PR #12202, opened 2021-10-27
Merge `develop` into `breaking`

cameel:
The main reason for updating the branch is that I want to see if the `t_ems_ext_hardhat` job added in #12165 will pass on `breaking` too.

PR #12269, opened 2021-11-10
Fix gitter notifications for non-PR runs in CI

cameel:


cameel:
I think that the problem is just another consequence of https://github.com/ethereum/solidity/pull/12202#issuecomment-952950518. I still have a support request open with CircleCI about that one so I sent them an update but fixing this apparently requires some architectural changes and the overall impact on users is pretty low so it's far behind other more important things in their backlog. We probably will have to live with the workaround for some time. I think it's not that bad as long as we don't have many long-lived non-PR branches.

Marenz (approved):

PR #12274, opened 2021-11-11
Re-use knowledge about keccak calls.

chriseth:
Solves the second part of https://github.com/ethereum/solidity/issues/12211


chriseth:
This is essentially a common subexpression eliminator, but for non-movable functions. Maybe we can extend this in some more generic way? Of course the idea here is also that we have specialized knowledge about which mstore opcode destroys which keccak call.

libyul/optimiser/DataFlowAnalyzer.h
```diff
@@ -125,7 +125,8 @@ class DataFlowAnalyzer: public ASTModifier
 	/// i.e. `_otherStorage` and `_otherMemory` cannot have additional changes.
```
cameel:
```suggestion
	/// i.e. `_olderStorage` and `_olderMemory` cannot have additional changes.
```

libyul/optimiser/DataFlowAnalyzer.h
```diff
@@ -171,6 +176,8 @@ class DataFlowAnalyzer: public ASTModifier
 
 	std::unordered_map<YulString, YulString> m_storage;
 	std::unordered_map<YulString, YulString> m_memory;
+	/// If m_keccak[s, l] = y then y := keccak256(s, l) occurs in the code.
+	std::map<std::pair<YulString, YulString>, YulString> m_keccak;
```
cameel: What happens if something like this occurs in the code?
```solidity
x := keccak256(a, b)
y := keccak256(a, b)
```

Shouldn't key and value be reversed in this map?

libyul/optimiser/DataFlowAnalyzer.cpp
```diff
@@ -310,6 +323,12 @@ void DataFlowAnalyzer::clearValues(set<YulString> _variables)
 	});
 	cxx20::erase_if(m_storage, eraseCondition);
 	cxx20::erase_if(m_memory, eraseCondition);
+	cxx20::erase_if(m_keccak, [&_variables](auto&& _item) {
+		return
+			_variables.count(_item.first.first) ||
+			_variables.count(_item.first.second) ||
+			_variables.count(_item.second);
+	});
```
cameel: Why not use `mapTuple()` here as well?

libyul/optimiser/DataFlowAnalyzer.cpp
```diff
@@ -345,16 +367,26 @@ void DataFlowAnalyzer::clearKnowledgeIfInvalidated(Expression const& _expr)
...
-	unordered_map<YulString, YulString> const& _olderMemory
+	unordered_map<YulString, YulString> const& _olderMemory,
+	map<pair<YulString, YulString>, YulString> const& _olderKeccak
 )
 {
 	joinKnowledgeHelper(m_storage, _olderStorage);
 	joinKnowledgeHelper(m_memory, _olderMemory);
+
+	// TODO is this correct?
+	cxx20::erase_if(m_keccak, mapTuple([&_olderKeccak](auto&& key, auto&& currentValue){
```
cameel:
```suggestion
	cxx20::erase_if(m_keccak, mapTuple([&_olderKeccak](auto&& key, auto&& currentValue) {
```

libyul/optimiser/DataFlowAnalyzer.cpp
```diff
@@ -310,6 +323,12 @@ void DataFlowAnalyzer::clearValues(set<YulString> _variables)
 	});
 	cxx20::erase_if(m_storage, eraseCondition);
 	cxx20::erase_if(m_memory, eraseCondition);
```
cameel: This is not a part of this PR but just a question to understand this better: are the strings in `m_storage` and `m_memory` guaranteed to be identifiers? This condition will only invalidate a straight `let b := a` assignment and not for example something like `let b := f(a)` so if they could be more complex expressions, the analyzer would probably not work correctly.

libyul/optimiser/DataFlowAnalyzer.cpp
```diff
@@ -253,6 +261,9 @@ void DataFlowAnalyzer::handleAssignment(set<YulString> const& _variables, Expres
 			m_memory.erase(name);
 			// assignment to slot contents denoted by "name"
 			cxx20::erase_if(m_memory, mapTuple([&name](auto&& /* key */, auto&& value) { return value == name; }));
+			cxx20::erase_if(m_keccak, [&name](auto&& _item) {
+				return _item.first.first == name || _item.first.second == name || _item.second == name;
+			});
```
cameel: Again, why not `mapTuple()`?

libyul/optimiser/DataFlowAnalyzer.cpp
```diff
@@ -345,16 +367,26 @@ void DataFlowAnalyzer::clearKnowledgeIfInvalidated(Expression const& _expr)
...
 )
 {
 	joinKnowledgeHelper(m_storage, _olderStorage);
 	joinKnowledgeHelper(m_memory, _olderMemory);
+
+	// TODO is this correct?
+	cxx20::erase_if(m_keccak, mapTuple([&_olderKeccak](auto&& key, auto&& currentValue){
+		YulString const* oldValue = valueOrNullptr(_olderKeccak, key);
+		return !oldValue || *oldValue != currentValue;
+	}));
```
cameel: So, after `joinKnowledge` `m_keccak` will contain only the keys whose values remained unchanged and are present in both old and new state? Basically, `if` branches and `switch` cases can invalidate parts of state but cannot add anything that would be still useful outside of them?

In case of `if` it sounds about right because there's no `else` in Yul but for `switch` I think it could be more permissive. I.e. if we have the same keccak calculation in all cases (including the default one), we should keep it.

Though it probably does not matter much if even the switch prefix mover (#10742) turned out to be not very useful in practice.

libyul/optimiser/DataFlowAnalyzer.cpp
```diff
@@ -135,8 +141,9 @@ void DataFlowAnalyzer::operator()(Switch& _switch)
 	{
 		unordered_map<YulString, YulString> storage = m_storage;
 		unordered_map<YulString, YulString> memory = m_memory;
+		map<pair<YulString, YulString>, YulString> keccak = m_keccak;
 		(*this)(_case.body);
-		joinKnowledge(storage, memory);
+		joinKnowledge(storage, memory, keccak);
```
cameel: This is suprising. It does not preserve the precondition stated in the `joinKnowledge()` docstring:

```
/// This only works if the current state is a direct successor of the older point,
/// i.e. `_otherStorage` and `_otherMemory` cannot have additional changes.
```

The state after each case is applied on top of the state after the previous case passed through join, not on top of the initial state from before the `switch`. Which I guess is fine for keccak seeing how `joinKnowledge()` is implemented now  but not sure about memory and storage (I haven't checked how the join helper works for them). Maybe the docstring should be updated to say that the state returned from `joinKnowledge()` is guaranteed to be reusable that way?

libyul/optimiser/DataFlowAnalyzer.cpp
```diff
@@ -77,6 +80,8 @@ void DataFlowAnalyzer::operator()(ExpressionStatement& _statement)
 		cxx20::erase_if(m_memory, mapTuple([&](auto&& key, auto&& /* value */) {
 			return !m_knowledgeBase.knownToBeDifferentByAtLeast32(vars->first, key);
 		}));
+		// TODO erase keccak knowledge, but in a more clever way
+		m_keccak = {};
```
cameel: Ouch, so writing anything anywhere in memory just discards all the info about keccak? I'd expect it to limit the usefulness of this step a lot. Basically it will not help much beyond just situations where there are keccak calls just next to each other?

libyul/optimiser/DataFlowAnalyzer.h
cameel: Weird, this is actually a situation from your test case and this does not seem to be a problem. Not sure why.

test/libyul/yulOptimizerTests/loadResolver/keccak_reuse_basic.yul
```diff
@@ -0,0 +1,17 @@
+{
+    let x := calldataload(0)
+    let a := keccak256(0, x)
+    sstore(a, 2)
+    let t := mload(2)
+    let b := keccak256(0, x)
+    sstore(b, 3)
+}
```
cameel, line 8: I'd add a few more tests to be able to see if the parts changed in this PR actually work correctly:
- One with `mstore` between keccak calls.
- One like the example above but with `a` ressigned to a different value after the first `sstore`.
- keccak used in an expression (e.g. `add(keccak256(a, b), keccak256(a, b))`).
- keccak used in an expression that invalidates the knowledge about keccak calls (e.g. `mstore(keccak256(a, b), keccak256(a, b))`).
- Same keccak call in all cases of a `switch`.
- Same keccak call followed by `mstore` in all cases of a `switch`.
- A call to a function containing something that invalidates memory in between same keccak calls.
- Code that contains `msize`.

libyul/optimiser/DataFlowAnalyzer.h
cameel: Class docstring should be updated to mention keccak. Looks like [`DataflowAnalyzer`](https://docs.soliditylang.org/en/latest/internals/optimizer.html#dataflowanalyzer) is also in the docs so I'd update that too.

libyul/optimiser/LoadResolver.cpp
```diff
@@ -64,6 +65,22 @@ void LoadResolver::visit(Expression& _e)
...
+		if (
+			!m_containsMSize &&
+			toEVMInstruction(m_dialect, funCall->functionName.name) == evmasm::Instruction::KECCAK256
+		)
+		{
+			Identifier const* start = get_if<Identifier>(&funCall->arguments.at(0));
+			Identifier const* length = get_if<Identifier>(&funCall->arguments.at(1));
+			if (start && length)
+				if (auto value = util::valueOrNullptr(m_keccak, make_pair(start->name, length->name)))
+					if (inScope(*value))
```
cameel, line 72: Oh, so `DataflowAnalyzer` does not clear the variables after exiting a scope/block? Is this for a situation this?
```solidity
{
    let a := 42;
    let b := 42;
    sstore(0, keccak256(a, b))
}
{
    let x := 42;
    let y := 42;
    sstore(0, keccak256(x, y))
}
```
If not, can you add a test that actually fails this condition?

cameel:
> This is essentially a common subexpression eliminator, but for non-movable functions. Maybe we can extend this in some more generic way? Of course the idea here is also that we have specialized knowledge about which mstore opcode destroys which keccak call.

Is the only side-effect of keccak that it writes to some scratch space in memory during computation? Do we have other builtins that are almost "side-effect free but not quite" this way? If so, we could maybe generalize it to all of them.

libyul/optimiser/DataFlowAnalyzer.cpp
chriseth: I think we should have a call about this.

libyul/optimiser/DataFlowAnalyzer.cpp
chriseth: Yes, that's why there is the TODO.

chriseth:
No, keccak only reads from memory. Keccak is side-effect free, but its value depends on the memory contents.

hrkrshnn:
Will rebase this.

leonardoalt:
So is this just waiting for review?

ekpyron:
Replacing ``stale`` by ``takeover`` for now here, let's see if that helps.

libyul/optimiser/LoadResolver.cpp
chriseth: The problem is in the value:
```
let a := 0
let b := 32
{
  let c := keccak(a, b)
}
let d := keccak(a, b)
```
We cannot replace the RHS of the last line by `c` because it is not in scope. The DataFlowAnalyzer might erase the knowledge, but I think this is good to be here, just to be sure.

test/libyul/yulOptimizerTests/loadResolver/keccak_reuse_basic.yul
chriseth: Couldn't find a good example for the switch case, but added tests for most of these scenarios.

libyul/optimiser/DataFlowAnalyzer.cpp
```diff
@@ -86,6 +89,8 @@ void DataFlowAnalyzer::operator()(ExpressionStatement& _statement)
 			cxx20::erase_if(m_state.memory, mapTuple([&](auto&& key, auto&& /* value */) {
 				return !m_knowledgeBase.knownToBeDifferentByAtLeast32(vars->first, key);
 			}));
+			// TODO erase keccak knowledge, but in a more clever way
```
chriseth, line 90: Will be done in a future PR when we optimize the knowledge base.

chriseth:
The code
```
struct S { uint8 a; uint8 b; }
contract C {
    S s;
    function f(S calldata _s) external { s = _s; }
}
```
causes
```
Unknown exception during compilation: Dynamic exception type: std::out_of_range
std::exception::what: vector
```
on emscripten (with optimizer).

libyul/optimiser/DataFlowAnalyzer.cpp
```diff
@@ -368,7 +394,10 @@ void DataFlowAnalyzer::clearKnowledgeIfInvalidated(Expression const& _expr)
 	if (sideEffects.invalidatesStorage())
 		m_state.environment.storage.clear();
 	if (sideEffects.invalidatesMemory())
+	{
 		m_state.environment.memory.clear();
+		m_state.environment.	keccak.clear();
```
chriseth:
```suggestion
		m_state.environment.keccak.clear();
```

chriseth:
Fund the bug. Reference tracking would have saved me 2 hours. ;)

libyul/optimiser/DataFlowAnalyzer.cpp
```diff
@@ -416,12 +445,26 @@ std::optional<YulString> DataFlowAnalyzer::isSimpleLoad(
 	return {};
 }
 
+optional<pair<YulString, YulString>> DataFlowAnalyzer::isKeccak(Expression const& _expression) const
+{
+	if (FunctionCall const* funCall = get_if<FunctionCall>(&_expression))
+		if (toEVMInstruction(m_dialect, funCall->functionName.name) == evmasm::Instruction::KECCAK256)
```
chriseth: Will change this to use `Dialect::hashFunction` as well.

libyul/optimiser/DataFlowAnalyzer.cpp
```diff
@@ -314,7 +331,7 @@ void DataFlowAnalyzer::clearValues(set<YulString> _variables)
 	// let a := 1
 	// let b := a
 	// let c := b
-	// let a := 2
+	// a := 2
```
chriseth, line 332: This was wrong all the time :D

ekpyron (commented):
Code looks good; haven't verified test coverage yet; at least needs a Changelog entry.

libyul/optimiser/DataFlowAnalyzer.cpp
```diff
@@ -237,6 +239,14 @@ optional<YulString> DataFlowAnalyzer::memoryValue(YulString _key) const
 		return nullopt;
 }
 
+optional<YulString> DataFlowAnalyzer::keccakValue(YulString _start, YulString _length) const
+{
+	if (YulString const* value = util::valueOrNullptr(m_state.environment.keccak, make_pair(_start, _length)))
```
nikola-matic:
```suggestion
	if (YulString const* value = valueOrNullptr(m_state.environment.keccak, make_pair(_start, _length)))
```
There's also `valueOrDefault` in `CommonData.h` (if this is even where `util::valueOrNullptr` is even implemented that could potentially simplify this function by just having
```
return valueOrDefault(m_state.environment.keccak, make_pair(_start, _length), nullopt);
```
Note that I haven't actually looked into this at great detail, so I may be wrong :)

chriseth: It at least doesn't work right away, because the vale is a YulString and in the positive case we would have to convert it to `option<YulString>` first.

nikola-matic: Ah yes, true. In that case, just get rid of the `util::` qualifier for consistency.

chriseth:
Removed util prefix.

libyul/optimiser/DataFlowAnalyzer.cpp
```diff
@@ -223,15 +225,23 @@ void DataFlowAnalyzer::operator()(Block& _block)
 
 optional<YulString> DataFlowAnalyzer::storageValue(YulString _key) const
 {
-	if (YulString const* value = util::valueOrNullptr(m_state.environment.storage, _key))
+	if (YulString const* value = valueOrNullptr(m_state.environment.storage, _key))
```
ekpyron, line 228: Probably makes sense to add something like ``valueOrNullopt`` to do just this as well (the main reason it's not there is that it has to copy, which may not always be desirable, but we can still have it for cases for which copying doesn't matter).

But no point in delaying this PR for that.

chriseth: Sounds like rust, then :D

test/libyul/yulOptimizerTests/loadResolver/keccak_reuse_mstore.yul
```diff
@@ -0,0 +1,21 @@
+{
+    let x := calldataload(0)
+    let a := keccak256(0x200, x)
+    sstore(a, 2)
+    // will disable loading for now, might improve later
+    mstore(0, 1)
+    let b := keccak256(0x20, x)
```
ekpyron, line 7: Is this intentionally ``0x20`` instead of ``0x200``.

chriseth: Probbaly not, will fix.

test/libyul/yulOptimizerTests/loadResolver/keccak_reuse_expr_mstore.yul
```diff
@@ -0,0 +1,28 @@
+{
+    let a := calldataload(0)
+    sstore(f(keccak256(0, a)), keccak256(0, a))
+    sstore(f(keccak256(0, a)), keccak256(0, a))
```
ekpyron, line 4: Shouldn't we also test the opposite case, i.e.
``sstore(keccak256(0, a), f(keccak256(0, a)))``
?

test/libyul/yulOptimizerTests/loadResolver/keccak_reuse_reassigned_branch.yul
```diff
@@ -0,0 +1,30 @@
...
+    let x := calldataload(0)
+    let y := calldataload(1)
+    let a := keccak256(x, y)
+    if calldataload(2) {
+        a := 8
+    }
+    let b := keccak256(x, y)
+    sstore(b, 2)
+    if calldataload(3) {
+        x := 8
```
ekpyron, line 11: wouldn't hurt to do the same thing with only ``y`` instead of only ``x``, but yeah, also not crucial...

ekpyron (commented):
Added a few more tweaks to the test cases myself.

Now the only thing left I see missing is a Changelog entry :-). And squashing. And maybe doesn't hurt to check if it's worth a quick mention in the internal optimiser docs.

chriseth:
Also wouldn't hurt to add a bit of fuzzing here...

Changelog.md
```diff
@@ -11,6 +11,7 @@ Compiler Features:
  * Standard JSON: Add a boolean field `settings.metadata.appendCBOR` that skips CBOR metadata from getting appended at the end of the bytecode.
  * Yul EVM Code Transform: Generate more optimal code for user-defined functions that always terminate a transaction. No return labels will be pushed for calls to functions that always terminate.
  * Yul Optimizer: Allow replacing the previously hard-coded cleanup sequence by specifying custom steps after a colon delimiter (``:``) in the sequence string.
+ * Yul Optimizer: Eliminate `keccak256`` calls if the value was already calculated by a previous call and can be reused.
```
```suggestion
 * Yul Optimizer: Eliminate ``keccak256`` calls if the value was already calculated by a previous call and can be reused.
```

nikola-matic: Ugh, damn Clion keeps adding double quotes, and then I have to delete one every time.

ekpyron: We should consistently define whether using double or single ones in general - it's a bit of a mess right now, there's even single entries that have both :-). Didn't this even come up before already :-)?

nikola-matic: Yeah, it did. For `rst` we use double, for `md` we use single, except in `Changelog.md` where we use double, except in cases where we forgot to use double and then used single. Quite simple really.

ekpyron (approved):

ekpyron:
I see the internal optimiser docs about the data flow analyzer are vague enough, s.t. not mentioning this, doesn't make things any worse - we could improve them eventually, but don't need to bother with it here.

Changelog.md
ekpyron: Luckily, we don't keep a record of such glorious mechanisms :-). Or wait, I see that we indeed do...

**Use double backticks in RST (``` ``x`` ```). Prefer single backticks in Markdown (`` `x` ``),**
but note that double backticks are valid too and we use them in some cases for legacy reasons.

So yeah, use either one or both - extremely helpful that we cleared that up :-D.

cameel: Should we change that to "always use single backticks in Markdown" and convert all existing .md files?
——
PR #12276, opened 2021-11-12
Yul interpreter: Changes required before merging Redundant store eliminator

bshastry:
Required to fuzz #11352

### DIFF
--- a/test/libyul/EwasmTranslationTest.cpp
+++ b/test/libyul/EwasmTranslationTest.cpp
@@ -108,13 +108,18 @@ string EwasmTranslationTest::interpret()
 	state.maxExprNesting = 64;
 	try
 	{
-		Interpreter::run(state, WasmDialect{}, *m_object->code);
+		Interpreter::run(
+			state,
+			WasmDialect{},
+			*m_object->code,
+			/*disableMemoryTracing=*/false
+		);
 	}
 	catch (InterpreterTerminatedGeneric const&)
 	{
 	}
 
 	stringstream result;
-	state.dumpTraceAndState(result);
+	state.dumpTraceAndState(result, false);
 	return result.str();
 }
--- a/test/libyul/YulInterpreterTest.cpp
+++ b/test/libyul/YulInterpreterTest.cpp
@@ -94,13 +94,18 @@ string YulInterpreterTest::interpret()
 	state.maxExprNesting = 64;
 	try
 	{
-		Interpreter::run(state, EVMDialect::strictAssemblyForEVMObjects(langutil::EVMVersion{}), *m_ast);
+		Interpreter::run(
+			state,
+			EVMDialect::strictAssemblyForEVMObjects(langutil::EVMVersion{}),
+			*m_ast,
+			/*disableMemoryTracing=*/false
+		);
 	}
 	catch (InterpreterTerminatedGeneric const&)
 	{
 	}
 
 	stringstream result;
——
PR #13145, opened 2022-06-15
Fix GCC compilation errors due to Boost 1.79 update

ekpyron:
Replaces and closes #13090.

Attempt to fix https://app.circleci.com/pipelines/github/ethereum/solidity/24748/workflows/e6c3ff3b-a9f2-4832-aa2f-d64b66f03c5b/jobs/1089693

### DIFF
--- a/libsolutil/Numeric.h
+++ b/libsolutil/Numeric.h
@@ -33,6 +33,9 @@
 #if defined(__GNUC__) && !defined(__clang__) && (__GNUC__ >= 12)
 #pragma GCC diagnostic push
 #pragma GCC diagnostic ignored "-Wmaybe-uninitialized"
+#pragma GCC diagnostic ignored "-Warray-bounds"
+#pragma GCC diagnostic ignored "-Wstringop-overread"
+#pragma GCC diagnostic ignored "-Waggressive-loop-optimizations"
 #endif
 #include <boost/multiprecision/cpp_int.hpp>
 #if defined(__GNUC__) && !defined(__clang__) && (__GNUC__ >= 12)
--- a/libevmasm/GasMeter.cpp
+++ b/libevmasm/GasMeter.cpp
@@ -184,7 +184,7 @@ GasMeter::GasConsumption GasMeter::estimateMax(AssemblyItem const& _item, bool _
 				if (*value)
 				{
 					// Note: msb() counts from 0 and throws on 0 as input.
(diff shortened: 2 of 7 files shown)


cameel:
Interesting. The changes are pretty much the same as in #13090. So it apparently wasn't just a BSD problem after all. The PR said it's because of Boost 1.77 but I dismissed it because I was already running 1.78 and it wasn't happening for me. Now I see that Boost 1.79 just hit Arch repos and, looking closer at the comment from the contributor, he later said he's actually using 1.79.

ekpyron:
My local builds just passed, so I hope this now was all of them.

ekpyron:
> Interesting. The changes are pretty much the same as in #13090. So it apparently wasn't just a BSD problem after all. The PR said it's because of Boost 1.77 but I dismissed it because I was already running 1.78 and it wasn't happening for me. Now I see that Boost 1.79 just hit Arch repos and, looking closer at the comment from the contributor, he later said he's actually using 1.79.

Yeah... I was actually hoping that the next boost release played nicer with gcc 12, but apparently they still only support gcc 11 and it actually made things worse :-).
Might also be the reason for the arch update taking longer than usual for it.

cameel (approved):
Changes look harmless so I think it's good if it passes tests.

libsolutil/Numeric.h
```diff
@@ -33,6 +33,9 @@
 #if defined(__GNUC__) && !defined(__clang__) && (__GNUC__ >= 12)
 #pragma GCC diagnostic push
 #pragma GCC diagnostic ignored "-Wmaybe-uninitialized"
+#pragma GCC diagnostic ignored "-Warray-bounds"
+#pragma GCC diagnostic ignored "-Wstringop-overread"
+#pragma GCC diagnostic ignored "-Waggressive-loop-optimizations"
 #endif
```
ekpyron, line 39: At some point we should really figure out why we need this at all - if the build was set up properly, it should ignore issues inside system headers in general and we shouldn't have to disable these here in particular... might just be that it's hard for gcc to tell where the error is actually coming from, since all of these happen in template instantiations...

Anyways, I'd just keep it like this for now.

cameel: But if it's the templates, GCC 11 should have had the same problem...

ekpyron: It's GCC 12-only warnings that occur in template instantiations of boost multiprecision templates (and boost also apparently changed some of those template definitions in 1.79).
——
» YOUR TASK
In the records above, find each line that holds the word "multiprecision"; copy all such lines.

» ANSWER BOX
 #include <boost/multiprecision/cpp_int.hpp>
ekpyron: It's GCC 12-only warnings that occur in template instantiations of boost multiprecision templates (and boost also apparently changed some of those template definitions in 1.79).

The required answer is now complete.